▸ Directions for this task
Below are records; copy every line among them that contains the word "harrison".
----- Records -----
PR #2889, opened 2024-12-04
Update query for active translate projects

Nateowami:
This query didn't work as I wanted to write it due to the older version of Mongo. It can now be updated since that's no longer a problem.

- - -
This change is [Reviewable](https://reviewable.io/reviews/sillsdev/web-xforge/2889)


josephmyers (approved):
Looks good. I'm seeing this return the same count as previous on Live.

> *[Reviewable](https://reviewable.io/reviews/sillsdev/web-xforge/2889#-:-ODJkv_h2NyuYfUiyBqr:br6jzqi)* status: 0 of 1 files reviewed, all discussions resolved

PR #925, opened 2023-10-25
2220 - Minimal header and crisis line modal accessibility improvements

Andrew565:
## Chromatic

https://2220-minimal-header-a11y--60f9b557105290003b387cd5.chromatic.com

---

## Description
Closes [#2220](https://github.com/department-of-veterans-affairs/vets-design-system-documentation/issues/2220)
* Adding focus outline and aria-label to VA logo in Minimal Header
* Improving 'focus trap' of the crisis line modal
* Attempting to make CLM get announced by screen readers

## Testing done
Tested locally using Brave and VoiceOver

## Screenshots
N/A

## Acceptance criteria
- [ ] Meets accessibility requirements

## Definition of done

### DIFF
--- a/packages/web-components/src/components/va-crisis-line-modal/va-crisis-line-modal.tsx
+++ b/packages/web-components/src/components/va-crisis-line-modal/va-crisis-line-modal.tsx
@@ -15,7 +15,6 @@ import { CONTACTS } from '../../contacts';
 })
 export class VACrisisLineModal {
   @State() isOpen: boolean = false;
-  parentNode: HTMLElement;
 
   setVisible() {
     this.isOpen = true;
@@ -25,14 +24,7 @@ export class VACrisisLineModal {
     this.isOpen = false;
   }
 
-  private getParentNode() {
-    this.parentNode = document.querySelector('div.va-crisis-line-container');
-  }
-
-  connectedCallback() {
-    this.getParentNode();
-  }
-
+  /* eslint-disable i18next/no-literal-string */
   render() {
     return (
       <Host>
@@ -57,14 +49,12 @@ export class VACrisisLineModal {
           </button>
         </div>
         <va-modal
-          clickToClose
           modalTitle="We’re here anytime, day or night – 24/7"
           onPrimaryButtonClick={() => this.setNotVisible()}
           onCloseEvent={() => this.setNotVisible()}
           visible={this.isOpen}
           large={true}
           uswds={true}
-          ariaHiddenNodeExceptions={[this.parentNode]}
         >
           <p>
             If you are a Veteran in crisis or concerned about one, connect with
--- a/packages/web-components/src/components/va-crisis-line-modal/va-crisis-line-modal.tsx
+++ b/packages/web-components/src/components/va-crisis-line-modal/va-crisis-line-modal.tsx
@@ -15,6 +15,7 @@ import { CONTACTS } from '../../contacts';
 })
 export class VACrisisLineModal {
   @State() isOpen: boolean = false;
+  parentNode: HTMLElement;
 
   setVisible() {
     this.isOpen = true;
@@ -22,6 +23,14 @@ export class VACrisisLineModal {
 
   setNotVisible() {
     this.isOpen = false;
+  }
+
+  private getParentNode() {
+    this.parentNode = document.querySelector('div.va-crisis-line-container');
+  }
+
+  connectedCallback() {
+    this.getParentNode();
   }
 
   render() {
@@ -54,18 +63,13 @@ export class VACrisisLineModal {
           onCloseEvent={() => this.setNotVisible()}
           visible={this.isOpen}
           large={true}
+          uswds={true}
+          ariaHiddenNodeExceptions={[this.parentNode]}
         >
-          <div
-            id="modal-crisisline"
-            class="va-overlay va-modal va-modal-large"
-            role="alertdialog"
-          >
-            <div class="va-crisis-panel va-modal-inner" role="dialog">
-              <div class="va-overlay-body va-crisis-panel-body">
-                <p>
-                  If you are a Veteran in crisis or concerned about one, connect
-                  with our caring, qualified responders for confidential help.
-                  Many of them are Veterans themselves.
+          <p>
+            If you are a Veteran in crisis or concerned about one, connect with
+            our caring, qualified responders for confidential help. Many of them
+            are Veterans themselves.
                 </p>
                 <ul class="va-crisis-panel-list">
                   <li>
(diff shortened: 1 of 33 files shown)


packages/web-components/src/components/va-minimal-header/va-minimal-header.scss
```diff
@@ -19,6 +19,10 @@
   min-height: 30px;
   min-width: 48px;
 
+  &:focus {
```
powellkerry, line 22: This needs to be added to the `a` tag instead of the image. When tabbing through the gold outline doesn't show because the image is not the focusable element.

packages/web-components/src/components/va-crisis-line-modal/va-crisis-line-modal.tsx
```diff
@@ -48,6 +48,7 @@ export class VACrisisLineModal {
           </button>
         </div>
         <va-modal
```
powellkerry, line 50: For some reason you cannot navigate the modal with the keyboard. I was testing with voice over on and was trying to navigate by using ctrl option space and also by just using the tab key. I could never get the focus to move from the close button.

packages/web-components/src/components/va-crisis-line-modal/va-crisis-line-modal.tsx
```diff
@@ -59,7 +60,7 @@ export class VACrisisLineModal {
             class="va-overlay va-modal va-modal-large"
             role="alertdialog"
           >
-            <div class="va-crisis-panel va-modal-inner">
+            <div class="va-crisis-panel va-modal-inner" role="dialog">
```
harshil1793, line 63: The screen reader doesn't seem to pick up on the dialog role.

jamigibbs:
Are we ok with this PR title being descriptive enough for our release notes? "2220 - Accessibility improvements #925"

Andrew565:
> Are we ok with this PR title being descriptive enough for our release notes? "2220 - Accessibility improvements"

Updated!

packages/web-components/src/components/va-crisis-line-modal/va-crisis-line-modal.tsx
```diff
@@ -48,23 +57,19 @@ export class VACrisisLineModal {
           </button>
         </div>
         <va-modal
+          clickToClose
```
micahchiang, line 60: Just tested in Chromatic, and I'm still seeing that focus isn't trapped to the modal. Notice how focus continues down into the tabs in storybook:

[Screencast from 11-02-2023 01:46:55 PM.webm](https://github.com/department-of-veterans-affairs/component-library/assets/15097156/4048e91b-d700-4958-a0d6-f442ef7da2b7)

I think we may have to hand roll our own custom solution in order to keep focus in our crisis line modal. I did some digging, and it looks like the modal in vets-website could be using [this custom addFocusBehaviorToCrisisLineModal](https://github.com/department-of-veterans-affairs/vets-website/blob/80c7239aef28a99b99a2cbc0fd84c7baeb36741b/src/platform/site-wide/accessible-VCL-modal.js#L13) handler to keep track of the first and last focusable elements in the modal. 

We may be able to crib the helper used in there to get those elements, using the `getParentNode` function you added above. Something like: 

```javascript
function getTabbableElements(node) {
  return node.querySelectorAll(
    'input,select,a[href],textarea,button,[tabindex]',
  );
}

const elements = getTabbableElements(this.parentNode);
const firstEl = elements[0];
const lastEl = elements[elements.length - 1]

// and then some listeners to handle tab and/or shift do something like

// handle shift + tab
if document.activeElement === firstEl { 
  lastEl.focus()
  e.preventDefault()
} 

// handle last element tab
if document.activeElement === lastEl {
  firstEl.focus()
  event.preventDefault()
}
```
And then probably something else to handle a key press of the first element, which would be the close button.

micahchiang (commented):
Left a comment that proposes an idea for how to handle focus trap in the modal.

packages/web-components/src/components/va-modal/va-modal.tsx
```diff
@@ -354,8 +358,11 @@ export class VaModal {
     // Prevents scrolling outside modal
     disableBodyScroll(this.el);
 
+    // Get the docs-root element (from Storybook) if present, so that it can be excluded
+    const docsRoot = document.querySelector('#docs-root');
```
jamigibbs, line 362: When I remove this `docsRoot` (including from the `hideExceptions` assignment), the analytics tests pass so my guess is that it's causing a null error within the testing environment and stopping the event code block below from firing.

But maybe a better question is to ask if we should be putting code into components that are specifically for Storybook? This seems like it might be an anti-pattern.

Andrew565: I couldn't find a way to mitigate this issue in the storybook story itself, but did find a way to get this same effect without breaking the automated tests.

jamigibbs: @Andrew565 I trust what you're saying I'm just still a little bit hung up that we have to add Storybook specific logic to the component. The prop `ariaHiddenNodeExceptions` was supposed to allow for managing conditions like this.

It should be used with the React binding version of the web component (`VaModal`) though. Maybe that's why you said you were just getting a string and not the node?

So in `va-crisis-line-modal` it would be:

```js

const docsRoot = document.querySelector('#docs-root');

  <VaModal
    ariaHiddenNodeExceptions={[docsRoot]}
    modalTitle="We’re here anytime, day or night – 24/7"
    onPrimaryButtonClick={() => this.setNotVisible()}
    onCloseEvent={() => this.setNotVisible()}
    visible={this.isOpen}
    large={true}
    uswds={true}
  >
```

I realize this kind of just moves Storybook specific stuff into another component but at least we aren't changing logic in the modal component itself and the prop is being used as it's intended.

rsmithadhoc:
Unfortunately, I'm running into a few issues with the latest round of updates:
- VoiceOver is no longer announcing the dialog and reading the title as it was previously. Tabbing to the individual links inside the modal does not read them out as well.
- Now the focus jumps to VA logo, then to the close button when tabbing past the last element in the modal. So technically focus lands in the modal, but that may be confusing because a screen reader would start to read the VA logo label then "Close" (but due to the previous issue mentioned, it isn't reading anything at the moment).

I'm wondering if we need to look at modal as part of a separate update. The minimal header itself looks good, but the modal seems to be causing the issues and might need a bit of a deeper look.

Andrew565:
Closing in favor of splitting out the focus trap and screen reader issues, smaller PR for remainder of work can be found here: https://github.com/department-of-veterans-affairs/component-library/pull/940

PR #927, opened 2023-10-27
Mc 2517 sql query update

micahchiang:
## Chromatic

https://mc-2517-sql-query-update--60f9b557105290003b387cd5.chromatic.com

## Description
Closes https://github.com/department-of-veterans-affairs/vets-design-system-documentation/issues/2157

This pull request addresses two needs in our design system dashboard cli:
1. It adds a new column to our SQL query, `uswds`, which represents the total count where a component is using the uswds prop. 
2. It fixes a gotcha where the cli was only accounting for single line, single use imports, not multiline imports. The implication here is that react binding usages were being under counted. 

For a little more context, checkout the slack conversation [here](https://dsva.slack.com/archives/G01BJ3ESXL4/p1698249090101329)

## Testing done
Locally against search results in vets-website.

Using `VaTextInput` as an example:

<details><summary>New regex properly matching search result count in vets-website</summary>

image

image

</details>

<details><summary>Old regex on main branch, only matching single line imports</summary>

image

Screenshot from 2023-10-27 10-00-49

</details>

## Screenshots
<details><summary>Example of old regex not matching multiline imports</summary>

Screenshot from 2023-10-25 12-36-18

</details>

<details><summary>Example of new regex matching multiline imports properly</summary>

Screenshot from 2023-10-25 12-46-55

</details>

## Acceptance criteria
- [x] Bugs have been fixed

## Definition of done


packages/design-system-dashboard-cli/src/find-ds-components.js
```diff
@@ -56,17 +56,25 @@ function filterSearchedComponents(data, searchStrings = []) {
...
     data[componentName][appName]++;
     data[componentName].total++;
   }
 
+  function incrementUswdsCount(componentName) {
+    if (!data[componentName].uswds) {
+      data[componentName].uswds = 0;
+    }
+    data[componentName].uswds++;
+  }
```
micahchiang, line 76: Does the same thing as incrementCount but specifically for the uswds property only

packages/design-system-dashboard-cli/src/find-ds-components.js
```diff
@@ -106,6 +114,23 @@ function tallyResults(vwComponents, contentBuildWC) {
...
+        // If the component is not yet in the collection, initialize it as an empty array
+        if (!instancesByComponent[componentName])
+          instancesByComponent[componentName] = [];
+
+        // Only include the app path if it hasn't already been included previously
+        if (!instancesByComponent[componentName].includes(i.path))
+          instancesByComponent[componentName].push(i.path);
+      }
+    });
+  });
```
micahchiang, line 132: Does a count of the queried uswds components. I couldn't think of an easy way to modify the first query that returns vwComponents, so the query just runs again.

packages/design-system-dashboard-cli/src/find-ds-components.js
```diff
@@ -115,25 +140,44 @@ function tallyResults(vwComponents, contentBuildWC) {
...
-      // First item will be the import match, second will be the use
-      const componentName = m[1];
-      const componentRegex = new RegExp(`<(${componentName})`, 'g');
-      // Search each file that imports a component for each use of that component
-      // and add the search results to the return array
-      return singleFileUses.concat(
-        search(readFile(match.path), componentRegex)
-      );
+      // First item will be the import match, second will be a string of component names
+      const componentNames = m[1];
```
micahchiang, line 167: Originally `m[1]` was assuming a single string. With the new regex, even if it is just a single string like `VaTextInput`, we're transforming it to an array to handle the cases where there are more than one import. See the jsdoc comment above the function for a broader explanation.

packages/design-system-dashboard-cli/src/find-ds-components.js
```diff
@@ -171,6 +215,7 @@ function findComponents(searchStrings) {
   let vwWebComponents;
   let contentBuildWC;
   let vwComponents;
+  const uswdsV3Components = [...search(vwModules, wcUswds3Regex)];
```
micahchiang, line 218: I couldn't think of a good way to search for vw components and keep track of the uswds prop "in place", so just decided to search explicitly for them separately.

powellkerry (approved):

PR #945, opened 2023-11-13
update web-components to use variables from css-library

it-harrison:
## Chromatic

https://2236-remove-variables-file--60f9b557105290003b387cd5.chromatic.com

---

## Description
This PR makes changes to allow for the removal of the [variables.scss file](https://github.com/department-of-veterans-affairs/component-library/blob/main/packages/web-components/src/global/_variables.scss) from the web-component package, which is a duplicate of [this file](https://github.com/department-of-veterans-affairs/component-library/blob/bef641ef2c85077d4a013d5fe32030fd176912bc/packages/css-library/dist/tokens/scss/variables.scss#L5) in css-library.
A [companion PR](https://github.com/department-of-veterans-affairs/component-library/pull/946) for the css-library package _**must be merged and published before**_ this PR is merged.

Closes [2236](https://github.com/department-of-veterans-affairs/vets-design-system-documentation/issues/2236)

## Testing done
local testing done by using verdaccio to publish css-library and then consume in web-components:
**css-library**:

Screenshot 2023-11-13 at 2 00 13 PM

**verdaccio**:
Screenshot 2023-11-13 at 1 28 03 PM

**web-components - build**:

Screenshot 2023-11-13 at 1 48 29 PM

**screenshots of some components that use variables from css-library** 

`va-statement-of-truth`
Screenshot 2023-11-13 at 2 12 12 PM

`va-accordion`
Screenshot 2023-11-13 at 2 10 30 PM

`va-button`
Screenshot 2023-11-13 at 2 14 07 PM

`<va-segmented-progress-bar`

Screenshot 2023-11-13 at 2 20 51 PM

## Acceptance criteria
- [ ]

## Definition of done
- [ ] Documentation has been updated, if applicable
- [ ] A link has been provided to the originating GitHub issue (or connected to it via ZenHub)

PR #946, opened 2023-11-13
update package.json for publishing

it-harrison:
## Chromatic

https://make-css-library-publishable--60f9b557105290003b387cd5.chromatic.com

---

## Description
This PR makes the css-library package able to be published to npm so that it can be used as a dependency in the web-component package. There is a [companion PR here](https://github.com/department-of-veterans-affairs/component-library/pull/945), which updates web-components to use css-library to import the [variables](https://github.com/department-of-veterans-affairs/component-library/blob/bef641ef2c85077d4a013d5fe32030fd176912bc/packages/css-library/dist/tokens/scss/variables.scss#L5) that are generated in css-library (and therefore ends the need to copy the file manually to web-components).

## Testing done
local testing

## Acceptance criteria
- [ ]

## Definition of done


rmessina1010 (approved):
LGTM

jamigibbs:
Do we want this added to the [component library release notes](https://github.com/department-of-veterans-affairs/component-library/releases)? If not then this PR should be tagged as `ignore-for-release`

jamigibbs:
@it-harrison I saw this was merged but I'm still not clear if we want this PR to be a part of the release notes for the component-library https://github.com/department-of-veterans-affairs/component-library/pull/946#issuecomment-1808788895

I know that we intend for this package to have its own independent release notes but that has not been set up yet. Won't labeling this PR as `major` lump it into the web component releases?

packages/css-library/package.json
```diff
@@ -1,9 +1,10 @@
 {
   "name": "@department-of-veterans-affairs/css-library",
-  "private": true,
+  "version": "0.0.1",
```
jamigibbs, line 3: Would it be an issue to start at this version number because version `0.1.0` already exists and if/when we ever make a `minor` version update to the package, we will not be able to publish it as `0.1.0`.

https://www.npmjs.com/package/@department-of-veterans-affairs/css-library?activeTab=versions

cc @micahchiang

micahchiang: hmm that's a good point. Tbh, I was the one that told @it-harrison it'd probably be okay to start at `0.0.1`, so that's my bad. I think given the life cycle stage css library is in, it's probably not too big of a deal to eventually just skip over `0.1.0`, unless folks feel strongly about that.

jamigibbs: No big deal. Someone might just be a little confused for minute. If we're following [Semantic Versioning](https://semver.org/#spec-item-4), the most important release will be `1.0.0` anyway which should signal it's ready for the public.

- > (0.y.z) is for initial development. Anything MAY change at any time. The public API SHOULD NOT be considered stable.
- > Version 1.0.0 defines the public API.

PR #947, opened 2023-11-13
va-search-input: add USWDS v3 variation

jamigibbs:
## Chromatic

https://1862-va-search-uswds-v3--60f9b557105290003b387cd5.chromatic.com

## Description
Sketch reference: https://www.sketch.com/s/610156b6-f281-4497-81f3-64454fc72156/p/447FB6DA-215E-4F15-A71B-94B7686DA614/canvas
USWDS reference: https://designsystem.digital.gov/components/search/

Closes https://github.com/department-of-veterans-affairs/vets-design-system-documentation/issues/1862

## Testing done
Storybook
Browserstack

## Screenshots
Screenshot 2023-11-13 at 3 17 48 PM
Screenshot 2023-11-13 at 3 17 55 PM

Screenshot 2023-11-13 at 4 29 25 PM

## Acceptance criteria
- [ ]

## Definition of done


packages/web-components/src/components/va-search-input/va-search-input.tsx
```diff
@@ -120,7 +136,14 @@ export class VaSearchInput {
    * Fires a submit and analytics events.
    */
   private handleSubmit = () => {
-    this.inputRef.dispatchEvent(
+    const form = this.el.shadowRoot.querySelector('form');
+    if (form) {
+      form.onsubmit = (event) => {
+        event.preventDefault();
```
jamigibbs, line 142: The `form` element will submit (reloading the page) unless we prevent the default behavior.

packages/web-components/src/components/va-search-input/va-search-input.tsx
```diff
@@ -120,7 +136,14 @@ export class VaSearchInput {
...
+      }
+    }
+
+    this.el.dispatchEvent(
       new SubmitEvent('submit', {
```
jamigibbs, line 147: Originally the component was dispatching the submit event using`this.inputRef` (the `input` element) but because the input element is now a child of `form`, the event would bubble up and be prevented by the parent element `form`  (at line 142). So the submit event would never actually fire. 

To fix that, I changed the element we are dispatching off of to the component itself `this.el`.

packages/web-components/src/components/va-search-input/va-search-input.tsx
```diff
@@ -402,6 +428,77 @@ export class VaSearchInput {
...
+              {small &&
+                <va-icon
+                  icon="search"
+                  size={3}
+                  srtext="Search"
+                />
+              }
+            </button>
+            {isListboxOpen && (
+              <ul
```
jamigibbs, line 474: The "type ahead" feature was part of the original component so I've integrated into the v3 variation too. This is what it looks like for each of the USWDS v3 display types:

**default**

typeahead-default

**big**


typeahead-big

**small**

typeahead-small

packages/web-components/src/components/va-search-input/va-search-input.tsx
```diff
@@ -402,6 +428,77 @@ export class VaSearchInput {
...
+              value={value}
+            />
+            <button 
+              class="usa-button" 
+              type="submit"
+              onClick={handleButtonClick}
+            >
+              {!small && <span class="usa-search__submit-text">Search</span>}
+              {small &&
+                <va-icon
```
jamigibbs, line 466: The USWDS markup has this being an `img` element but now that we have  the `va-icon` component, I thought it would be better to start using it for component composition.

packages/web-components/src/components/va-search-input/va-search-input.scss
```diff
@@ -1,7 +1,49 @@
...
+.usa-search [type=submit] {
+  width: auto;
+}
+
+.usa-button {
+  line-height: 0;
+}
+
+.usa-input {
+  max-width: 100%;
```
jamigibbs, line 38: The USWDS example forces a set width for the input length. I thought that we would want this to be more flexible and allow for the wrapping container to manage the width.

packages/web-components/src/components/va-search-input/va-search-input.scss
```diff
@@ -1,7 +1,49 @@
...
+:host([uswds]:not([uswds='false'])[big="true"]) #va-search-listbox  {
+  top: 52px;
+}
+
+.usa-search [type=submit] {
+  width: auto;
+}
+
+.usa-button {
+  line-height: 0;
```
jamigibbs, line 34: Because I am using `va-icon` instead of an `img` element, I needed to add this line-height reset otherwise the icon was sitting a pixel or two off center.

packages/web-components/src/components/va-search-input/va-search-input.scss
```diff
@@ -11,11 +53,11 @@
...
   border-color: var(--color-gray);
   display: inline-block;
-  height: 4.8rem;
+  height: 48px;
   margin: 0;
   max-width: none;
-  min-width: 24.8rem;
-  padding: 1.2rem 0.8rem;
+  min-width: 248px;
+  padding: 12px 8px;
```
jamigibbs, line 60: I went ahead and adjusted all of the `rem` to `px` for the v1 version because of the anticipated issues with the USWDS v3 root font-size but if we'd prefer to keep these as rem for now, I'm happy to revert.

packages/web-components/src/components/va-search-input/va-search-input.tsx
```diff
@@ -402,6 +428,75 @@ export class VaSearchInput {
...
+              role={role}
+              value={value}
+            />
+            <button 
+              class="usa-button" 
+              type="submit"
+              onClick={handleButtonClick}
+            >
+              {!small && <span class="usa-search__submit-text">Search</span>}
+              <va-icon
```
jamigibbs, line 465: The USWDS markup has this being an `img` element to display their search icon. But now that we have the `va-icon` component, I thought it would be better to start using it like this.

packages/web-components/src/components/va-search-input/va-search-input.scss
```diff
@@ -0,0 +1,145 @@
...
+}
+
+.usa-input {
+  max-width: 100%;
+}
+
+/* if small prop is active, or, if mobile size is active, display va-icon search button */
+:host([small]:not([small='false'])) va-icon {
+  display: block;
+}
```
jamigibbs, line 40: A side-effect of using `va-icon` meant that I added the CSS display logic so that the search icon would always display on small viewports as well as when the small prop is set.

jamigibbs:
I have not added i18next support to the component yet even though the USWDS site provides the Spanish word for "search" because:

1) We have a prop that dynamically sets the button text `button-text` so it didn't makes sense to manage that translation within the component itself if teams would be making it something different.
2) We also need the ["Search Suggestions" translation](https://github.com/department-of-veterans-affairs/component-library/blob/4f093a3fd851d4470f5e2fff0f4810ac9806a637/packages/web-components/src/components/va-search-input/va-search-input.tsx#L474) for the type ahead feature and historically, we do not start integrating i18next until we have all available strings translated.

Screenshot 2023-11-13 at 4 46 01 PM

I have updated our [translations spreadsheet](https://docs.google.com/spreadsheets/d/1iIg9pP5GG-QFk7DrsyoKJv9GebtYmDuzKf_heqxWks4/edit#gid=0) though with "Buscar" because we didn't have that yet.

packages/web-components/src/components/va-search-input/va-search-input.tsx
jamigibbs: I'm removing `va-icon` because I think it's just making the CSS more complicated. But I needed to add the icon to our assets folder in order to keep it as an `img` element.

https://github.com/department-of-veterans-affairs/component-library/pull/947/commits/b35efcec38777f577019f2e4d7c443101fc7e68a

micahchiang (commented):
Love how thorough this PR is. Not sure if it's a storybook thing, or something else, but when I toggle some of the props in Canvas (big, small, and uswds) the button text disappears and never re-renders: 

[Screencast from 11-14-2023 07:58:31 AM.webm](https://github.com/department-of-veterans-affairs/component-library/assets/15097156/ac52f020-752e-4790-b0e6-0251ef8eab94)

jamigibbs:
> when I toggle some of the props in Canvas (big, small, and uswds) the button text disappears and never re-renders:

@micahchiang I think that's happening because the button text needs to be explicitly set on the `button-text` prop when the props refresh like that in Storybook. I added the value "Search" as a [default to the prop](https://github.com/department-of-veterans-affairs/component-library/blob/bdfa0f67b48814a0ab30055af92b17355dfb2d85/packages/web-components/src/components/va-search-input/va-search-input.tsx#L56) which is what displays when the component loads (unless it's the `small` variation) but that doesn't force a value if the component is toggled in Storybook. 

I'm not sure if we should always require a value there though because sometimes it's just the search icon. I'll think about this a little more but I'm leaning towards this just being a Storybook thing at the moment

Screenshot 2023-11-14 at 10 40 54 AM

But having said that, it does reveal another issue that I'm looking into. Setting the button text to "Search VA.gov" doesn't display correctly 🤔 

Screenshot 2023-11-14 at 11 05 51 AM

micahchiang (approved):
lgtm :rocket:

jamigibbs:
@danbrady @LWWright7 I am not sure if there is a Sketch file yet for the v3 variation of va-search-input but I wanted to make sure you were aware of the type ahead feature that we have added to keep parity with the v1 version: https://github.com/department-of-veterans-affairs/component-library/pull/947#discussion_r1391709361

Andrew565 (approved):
-----
▸ Output of the exercise
it-harrison:
it-harrison:
@it-harrison I saw this was merged but I'm still not clear if we want this PR to be a part of the release notes for the component-library https://github.com/department-of-veterans-affairs/component-library/pull/946#issuecomment-1808788895
micahchiang: hmm that's a good point. Tbh, I was the one that told @it-harrison it'd probably be okay to start at `0.0.1`, so that's my bad. I think given the life cycle stage css library is in, it's probably not too big of a deal to eventually just skip over `0.1.0`, unless folks feel strongly about that.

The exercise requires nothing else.